The years passed by. Then decades. Then the entire century. Tatta’s achievement and his notebook were lost in the mists of time and consigned to the dark of a cellar. The world changed, cars devoured bikes, the roads became smooth as a billiard ball, and men actually did go all the way to the moon. Arianna Meschia, a talented young writer with a passion for travel and a longing for adventure in her heart, lives in London. She was born in Genoa but moved to England for work. She has lived all over, anywhere her thirst for dreams brought her: Egypt, Malawi, South Africa. She is also Daniele Tatta’s great-granddaughter and has inherited the love of freedom that saw the Roman tailor get on his bike 117 years ago. Arianna only heard of Daniele’s great feat during a very normal chat with her family which also resulted in the famous notebook being dug out. But just seeing its tired, rather faded cover was enough to spark Arianna’s imagination and she decided to repeat her great-grandfather’s great feat by cycling from Rome to Marseille. “Opening up that yellowed notebook made me think about writing a story about it,” she says. “But then during the first lockdown, I started weighing up the idea of actually reliving that story, of doing the same well documented route – by bike”.

There was, however, one problem with this: by her own admission, Ariana was not a cyclist per se. “I have always used bikes to getting around the city but nothing more. All the rest – the training, gears, distances, materials, cycling wear, etc. – was a completely new world to me”. However, that was not going to stop a 30-something citizen of the world doing what she had set out to do. In her head, Arianna was already on the road but was using her hands to get the project nailed down. A project that she would go on to give the very pertinent title of “Prima del Giro”, meaning Before the Giro, to highlight the fact that Daniele Tatta did what he did before the Corsa Rosa was born. She put up a website about the project and used Facebook (www.facebook.com/primadelgiro) as her notebook, documenting in the same meticulous detail as her great-grandfather how the idea came to her and updating its progress as it unfolded.

Arianna began training and sparked a whole string of miracles that make this cycling story unique and also prove that if you believe in it enough, you can do anything you set your mind to. However, because she knew nothing about cycling, she made every mistake in the book. First and foremost, she didn’t even have a bike. Yet fact that she was even thinking about cycling a thousand-plus kilometres without owning one was a measure of her determination. While she was waiting to buy one, she cycled bikes borrowed from friends. Some were lovely but they were all different sizes and often different kinds of bike. To cut a long story short, it was a slightly clumsy and not very productive start. Arianna was also cycling in trainers and very attractive but decidedly low-tech vintage kit (if not an actual sweatshirt!).

But she didn’t lose heart or waste time.

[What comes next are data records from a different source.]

PR #121, opened 2018-03-05
L Namespace worker impl under 'operationqueue'

werkt:
Move the operationqueue worker implementation to its own namespace under
the worker package, and abstract away interactions with the
instance/queue to go through a WorkerContext. This change defines a
BlobPathFactory interface which can generate Paths for files or
directories, with the CASFileCache implementing this interface.


src/main/java/build/buildfarm/worker/InputFetchStage.java
```diff
@@ -57,14 +57,11 @@ public void put(OperationContext operationContext) throws InterruptedException {
...
-              operationName,
-              ExecuteOperationMetadata.Stage.QUEUED);
-          return success;
-        });
-    new Thread(poller).start();
+    Poller poller = workerContext.createPoller(
+        "InputFetchStage",
+        operationContext.operation.getName(),
+        ExecuteOperationMetadata.Stage.QUEUED,
+        () -> {});
```
ola-rozenfeld: nit: () -> {} can be the default argument

src/main/java/build/buildfarm/worker/InputFetchStage.java
```diff
@@ -75,7 +72,7 @@ protected OperationContext tick(OperationContext operationContext) throws Interr
     boolean success = true;
     try {
       if (Files.exists(execDir)) {
-        Worker.removeDirectory(execDir);
+        CASFileCache.removeDirectory(execDir);
```
ola-rozenfeld: I think I understand why you put the method in CASFileCache, but it is quite confusing to see CASFileCache behind an interface in most places, but then referenced directly here. Can you maybe expose it in WorkerContext instead?

src/main/java/build/buildfarm/worker/InputFetchStage.java
ola-rozenfeld: I meant an overload that only accepts three parameters.  https://stackoverflow.com/questions/997482/does-java-support-default-parameter-values

src/main/java/build/buildfarm/worker/CASFileCache.java
```diff
@@ -214,7 +234,7 @@ private void expireDirectory(Digest digest) throws IOException {
         fileEntry.containingDirectories.remove(digest);
       }
     }
-    Worker.removeDirectory(path);
+    CASFileCache.removeDirectory(path);
```
ola-rozenfeld: this is the same file, just do removeDirectory(path).

werkt: I could have sworn I saw a linting warning here, but maybe that's only on non-self-class invocations.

Instead, she contacted the FIAB (Italian Federation for the Environment and Bikes) which took the project to its heart and gave her tons of useful advice as well as providing support from its various local sections. A timely full immersion in cycling, slow travel and solidarity tourism that proved both vital and successful. But that’s not all: LIV loaned her a bike and Santini Cycling completed the job with a full wardrobe (and changes) of technical kit. “I have to admit that cycling in the right cloths changed my whole perspective on the journey,” Arianna explains candidly. “My movements were smoother and freer, everything was more comfortable and, most of all, I had a real chamois pad: you really feel the difference as the kilometres clock up”.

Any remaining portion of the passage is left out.